Copy, from the entries below, each line where the word "corner" can be found.

(Entries taken from a collection)
════
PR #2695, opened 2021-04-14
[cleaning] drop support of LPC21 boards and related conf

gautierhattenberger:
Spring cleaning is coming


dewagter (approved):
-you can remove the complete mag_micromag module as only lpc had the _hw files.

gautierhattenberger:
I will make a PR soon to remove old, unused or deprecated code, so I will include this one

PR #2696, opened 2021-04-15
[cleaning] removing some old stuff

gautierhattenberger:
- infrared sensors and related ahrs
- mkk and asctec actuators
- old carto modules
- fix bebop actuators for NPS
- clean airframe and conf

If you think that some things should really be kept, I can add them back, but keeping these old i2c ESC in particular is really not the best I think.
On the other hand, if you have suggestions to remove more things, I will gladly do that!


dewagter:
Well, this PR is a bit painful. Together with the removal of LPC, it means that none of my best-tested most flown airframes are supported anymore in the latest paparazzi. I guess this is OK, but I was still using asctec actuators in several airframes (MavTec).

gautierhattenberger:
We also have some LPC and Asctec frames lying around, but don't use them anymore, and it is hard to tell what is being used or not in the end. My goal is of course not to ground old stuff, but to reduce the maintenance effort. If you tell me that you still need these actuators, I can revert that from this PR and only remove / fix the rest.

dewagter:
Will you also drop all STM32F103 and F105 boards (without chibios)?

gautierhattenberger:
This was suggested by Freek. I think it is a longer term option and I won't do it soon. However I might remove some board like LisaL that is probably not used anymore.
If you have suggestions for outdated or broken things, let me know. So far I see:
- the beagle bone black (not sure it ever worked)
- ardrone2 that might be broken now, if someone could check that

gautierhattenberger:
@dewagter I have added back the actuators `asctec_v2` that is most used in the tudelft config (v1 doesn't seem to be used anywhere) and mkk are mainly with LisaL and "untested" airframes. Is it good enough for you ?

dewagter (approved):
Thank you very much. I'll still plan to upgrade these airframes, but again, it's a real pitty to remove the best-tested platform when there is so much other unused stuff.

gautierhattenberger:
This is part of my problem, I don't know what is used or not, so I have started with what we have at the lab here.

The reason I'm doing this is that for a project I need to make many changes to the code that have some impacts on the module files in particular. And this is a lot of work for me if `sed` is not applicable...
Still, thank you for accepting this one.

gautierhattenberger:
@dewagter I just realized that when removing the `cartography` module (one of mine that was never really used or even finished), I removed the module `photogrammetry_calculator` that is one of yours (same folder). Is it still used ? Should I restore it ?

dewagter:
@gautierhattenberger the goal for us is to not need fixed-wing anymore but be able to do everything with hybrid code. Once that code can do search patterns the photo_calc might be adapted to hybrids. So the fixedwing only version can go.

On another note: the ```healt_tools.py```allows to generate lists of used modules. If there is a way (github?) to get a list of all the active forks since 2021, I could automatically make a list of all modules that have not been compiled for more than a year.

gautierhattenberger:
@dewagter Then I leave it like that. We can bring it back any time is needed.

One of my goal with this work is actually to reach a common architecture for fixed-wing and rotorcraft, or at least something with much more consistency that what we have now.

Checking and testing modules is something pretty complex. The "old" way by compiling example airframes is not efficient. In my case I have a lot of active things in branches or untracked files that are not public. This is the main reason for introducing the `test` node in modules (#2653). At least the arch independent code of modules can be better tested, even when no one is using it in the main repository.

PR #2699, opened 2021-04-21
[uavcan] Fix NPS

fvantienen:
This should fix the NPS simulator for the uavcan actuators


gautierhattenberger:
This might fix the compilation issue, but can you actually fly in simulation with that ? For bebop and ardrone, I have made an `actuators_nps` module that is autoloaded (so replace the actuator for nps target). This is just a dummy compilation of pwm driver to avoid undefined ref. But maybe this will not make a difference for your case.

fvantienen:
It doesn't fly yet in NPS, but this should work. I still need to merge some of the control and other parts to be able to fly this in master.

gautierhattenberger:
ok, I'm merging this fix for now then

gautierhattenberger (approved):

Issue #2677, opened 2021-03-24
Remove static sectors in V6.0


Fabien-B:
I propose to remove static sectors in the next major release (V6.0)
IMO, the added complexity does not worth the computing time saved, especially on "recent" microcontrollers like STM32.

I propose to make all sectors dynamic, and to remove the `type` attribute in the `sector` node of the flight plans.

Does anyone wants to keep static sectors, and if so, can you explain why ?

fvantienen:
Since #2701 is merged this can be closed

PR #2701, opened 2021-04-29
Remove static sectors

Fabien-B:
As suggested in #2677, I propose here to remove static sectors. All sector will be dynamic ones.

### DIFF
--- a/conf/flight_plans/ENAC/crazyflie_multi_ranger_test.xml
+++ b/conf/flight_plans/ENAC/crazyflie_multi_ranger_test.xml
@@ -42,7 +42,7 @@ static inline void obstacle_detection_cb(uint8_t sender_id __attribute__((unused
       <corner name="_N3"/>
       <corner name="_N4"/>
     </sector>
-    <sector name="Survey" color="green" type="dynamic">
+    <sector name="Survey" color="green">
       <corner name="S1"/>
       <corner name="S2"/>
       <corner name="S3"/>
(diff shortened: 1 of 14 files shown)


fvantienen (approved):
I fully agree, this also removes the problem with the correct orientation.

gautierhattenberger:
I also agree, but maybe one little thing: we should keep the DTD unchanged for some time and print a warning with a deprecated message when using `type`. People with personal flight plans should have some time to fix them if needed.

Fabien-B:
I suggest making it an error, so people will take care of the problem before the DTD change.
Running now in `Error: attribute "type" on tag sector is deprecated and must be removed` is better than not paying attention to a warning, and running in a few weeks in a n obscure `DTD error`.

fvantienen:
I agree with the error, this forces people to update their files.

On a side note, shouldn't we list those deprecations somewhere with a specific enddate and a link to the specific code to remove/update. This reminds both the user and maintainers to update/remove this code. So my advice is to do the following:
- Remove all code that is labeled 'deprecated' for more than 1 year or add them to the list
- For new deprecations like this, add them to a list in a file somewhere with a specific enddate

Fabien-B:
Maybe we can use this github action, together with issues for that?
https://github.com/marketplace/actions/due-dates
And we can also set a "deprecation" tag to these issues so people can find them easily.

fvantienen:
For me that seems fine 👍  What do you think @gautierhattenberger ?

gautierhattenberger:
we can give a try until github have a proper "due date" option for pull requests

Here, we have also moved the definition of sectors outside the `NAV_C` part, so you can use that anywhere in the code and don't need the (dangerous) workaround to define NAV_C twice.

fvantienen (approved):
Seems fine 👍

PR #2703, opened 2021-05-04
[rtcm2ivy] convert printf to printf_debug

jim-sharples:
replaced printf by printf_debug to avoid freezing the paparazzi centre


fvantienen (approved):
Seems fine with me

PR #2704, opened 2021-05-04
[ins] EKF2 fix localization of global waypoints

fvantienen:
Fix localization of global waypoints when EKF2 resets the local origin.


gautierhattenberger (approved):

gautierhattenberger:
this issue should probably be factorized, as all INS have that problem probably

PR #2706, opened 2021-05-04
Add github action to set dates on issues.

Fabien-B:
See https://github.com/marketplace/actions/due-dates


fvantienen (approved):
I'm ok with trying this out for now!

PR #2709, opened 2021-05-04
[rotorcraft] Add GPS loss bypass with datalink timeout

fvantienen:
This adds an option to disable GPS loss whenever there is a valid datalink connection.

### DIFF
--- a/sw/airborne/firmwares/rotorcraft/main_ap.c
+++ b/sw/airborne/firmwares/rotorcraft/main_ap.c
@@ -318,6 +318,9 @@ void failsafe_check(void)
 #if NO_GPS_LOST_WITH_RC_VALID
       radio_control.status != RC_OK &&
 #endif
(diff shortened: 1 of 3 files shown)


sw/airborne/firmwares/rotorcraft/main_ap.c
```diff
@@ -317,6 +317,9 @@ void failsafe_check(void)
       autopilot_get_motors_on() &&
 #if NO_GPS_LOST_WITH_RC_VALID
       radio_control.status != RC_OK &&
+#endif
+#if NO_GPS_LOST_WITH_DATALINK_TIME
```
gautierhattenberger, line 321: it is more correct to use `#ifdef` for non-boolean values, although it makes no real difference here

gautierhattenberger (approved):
════
> _Task response_:
       <corner name="_N3"/>
       <corner name="_N4"/>
       <corner name="S1"/>
       <corner name="S2"/>
       <corner name="S3"/>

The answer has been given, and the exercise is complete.